### The task
Where in the data below does the word "target" appear? Copy each line that holds it.

### Supplied entries
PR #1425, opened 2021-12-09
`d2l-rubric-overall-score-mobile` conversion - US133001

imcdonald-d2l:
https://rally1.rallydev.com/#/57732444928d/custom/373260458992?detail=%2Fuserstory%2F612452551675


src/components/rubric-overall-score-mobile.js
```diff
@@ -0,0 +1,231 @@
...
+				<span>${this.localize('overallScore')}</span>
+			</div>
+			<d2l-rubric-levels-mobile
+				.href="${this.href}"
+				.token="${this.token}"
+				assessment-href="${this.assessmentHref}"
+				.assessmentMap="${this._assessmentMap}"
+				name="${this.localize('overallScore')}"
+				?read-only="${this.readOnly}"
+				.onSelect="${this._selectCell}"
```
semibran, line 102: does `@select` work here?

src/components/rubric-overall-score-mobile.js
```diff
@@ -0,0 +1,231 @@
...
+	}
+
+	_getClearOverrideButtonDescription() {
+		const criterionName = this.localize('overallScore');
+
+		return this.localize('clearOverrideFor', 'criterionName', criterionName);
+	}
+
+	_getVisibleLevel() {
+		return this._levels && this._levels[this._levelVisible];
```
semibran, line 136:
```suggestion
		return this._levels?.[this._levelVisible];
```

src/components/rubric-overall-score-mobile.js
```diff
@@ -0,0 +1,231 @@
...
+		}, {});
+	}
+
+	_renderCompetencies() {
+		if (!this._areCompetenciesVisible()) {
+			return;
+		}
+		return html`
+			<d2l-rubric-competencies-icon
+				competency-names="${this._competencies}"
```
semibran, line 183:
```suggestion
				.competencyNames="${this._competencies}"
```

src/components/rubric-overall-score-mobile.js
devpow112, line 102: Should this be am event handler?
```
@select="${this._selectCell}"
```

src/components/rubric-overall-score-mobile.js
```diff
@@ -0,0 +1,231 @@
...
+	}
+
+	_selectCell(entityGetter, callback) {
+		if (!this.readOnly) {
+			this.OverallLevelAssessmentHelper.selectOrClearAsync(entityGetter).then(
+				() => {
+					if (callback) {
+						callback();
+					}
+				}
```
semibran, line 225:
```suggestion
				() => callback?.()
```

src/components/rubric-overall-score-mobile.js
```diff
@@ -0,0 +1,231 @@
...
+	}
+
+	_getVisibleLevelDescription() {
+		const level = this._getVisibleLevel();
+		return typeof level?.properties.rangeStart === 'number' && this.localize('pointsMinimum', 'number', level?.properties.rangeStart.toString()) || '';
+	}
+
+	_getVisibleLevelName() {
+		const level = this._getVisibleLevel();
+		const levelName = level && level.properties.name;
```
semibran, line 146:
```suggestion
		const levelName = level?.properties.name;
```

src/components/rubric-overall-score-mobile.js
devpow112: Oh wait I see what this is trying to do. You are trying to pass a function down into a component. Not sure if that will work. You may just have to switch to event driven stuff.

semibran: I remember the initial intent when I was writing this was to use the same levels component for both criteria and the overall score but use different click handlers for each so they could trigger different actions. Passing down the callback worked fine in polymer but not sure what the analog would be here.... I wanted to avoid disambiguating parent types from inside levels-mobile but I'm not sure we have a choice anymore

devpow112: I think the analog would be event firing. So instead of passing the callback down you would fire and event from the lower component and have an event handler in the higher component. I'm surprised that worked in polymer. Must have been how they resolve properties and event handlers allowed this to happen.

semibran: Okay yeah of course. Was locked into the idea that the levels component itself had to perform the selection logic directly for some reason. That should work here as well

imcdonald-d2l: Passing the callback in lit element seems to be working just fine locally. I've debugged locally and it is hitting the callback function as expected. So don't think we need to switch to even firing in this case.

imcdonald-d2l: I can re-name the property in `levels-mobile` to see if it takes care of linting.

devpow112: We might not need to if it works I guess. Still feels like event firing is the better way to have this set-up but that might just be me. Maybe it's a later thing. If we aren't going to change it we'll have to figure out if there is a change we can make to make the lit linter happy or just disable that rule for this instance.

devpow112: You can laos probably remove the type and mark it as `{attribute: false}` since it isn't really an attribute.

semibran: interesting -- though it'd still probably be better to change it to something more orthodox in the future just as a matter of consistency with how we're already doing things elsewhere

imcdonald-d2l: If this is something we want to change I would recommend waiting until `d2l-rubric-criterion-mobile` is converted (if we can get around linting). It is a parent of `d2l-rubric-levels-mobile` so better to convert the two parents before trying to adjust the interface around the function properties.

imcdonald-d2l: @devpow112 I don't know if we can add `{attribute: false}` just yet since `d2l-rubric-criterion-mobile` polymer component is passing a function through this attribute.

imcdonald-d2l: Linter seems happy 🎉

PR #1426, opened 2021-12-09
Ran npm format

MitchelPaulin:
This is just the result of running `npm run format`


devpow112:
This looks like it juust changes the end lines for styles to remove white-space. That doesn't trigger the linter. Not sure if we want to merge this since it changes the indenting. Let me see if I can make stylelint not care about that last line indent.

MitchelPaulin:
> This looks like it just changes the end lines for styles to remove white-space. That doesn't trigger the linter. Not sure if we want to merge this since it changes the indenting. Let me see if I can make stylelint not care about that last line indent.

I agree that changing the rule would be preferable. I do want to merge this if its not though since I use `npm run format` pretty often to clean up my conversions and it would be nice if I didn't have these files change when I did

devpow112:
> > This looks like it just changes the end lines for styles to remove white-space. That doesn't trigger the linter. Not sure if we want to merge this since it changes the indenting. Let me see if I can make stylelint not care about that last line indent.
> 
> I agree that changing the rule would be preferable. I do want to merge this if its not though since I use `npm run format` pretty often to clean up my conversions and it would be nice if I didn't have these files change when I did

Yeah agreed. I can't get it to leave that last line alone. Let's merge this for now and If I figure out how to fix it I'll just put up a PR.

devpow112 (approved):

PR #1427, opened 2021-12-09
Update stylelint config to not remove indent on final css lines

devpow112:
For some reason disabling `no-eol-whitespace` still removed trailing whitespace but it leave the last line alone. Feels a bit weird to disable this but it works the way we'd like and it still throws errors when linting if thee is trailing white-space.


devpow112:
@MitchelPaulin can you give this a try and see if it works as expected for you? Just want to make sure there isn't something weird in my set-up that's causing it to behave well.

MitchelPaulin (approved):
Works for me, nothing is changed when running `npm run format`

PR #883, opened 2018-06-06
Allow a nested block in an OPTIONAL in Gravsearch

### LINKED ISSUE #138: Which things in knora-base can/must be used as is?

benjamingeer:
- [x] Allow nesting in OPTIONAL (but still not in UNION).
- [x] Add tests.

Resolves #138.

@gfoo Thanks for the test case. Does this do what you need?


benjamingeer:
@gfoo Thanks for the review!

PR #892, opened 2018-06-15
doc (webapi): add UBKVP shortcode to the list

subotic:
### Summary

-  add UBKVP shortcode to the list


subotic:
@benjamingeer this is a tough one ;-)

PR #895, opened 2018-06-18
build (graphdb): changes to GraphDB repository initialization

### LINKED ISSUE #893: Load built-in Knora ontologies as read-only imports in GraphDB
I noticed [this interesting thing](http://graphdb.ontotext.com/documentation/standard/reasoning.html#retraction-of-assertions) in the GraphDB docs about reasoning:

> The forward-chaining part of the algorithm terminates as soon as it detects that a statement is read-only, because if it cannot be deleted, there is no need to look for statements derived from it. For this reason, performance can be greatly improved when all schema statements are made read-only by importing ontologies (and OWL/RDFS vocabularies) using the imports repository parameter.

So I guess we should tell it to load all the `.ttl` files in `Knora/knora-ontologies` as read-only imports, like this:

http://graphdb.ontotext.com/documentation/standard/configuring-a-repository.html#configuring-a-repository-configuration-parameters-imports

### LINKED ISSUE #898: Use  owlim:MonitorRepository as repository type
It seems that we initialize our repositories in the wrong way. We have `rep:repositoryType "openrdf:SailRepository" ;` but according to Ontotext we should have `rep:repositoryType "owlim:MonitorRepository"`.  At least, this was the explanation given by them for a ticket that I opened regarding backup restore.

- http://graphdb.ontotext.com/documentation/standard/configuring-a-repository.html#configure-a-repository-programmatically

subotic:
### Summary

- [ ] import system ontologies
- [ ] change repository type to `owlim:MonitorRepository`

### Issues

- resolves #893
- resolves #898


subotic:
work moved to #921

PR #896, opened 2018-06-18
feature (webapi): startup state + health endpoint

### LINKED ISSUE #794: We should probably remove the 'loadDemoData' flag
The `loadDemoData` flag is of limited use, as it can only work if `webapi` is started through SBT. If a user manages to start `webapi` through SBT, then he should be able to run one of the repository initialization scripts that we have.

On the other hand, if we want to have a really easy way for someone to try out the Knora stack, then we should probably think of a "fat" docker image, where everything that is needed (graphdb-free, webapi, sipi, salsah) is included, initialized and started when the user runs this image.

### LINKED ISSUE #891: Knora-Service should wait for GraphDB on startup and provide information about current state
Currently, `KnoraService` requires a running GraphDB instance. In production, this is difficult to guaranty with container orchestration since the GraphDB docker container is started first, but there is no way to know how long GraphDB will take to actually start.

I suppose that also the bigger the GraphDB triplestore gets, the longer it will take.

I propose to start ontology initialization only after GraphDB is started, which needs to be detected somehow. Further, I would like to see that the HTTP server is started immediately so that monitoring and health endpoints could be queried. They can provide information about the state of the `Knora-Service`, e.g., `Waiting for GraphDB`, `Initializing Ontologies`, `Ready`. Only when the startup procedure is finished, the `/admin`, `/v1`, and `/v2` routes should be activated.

==

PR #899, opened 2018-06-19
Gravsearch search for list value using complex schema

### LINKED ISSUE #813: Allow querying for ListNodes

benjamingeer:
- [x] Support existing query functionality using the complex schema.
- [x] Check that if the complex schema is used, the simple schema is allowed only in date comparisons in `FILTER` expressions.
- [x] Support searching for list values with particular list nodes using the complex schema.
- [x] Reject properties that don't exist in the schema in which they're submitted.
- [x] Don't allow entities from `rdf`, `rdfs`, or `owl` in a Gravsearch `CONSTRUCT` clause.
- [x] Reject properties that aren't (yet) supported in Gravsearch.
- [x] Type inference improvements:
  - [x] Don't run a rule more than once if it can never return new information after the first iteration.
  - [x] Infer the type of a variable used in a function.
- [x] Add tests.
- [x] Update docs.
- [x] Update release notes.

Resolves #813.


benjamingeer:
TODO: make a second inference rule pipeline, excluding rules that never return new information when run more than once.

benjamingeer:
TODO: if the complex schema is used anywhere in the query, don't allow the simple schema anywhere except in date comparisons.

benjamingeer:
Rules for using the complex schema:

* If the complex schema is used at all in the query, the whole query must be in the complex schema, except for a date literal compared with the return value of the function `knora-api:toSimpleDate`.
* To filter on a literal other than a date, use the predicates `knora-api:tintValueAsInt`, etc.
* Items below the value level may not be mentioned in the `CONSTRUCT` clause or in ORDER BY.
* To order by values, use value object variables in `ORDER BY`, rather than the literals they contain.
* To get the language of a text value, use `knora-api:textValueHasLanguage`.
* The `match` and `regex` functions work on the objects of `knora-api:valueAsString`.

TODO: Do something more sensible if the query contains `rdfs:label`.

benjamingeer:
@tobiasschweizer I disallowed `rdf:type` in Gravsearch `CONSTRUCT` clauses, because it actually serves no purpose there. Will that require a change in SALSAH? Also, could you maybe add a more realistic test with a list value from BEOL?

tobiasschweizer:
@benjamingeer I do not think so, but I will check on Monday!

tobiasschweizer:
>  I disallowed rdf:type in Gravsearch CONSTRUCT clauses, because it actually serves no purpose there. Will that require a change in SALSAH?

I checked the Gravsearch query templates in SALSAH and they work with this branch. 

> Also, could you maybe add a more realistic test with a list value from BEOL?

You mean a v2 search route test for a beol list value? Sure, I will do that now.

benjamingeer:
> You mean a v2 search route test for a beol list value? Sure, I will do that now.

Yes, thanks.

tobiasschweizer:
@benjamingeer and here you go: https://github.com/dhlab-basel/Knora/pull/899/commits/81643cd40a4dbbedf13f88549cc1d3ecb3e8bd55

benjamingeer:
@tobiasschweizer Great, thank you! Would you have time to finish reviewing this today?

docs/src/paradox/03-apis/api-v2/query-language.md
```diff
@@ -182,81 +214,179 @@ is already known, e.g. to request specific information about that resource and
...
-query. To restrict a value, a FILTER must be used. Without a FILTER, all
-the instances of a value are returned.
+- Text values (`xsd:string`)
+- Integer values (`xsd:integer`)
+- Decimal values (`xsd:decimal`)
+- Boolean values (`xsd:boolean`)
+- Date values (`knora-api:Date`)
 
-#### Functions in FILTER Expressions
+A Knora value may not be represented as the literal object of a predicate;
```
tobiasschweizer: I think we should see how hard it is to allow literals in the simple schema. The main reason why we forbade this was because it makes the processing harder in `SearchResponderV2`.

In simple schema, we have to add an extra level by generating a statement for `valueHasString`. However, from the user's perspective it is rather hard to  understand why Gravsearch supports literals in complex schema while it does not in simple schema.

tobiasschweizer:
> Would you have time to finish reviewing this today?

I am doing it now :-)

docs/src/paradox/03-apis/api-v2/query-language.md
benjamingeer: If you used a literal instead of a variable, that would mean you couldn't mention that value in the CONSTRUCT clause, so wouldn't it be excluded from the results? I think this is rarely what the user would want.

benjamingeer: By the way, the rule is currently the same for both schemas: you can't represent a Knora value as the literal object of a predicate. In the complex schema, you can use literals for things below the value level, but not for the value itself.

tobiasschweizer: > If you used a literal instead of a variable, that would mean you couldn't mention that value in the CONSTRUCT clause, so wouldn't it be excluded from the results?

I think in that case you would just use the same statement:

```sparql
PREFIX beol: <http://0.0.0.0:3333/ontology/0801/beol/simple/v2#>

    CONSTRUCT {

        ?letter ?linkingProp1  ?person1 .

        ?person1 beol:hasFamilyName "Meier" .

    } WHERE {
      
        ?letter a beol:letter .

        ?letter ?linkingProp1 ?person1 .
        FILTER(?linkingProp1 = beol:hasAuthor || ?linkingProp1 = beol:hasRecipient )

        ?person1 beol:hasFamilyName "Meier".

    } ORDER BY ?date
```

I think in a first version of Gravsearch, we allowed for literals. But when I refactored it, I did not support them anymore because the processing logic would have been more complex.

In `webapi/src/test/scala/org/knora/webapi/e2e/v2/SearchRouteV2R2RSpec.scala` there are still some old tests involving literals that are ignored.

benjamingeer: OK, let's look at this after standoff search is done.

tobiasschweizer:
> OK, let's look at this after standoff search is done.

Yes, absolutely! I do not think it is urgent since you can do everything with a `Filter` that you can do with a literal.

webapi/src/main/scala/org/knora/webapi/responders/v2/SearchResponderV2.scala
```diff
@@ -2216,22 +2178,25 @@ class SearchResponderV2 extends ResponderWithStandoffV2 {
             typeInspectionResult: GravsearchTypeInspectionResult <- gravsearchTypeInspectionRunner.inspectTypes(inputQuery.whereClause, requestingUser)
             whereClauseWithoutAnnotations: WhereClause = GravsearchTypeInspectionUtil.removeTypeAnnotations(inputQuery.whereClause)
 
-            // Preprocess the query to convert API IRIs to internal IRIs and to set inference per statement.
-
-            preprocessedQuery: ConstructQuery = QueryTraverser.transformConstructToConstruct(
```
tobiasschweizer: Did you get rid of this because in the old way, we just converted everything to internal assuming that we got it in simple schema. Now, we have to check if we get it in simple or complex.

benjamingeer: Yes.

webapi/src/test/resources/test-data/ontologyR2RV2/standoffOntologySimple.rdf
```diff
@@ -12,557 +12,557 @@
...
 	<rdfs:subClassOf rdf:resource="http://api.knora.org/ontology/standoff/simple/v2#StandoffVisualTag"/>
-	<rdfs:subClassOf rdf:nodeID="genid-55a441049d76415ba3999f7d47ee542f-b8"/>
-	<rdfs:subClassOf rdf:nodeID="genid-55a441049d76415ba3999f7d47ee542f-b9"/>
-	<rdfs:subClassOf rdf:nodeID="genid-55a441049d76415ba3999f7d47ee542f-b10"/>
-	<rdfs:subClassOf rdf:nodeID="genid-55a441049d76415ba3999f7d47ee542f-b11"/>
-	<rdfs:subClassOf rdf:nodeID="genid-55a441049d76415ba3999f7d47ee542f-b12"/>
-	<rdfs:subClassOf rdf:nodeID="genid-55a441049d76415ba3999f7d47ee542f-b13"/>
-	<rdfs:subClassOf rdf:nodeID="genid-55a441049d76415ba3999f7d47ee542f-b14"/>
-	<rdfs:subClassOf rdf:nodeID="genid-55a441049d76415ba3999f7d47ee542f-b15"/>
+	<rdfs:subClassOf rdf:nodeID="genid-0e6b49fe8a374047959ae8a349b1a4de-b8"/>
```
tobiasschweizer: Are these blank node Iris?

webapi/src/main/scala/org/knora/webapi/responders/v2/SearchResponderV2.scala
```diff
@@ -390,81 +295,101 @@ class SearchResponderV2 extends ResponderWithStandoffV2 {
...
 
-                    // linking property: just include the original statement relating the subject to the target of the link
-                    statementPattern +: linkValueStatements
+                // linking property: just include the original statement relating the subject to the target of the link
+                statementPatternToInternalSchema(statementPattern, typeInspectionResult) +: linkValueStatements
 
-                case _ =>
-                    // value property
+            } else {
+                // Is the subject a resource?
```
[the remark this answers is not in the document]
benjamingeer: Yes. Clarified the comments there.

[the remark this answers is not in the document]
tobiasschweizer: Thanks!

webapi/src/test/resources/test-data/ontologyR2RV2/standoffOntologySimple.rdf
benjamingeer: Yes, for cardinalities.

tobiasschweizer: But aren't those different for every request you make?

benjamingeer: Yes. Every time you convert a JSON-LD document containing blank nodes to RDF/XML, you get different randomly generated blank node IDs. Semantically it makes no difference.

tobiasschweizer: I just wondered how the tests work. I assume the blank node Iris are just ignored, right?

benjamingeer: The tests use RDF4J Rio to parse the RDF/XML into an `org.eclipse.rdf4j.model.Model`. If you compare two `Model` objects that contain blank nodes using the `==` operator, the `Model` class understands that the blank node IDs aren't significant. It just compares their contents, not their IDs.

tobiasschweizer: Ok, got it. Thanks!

### Exercise result
-                    // linking property: just include the original statement relating the subject to the target of the link
+                // linking property: just include the original statement relating the subject to the target of the link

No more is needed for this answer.